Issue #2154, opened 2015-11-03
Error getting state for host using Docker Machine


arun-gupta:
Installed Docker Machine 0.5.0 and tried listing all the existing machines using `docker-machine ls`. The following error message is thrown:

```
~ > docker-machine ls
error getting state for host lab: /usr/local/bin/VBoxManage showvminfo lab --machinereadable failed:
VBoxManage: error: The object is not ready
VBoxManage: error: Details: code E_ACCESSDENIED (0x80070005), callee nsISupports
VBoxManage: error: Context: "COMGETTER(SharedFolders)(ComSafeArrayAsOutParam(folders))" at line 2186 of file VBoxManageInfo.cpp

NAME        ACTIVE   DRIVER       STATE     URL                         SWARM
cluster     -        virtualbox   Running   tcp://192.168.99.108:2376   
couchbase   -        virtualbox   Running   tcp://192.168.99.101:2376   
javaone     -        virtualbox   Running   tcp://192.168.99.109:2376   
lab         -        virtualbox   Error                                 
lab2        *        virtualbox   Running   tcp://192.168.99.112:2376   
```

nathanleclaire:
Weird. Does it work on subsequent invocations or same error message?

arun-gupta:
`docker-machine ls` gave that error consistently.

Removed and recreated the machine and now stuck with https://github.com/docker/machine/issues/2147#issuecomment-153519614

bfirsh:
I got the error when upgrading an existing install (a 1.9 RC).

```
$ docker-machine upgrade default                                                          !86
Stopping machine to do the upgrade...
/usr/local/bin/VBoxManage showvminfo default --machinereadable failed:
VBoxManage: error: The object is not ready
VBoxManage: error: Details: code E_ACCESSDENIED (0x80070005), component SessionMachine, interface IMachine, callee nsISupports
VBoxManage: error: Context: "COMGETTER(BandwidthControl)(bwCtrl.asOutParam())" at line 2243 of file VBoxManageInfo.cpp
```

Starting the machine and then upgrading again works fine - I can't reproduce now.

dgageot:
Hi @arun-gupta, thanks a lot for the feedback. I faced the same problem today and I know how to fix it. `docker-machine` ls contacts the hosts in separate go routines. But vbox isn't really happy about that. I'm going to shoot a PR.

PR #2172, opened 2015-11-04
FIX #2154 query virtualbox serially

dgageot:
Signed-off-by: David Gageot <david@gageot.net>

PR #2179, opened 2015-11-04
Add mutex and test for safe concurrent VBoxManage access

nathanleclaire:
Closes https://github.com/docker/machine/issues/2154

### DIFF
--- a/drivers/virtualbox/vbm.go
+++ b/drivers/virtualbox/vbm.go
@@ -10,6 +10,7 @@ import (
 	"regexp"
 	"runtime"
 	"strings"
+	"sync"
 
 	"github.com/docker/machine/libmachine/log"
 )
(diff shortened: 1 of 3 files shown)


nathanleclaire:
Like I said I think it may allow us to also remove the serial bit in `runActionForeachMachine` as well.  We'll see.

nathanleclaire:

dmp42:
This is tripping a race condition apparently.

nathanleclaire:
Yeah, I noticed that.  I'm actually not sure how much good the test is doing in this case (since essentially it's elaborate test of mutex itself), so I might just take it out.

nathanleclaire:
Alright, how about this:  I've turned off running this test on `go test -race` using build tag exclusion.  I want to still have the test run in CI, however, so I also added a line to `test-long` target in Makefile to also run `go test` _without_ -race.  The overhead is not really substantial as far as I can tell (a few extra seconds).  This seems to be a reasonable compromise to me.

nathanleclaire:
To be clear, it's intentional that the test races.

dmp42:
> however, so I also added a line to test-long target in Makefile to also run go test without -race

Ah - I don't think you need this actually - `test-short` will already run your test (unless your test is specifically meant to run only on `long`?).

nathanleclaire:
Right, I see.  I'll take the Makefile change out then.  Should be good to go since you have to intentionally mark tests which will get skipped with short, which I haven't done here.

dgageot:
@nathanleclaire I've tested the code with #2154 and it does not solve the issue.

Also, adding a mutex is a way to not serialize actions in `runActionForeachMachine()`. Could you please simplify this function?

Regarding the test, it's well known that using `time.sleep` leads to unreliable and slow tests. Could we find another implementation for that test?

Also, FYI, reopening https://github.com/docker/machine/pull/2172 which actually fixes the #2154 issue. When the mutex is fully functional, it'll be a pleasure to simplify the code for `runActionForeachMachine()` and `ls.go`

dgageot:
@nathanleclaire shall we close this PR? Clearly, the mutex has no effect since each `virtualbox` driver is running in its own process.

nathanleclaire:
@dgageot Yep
+ + + +
• _Task description_: Where the listing above reaches the line that contains "Starting the machine", start retyping, and finish with the line that contains "test without -race"; reproduce those lines exactly and no others.

• _Expected output_:
Starting the machine and then upgrading again works fine - I can't reproduce now.

dgageot:
Hi @arun-gupta, thanks a lot for the feedback. I faced the same problem today and I know how to fix it. `docker-machine` ls contacts the hosts in separate go routines. But vbox isn't really happy about that. I'm going to shoot a PR.

PR #2172, opened 2015-11-04
FIX #2154 query virtualbox serially

dgageot:
Signed-off-by: David Gageot <david@gageot.net>

PR #2179, opened 2015-11-04
Add mutex and test for safe concurrent VBoxManage access

nathanleclaire:
Closes https://github.com/docker/machine/issues/2154

### DIFF
--- a/drivers/virtualbox/vbm.go
+++ b/drivers/virtualbox/vbm.go
@@ -10,6 +10,7 @@ import (
 	"regexp"
 	"runtime"
 	"strings"
+	"sync"
 
 	"github.com/docker/machine/libmachine/log"
 )
(diff shortened: 1 of 3 files shown)


nathanleclaire:
Like I said I think it may allow us to also remove the serial bit in `runActionForeachMachine` as well.  We'll see.

nathanleclaire:

dmp42:
This is tripping a race condition apparently.

nathanleclaire:
Yeah, I noticed that.  I'm actually not sure how much good the test is doing in this case (since essentially it's elaborate test of mutex itself), so I might just take it out.

nathanleclaire:
Alright, how about this:  I've turned off running this test on `go test -race` using build tag exclusion.  I want to still have the test run in CI, however, so I also added a line to `test-long` target in Makefile to also run `go test` _without_ -race.  The overhead is not really substantial as far as I can tell (a few extra seconds).  This seems to be a reasonable compromise to me.

nathanleclaire:
To be clear, it's intentional that the test races.

dmp42:
> however, so I also added a line to test-long target in Makefile to also run go test without -race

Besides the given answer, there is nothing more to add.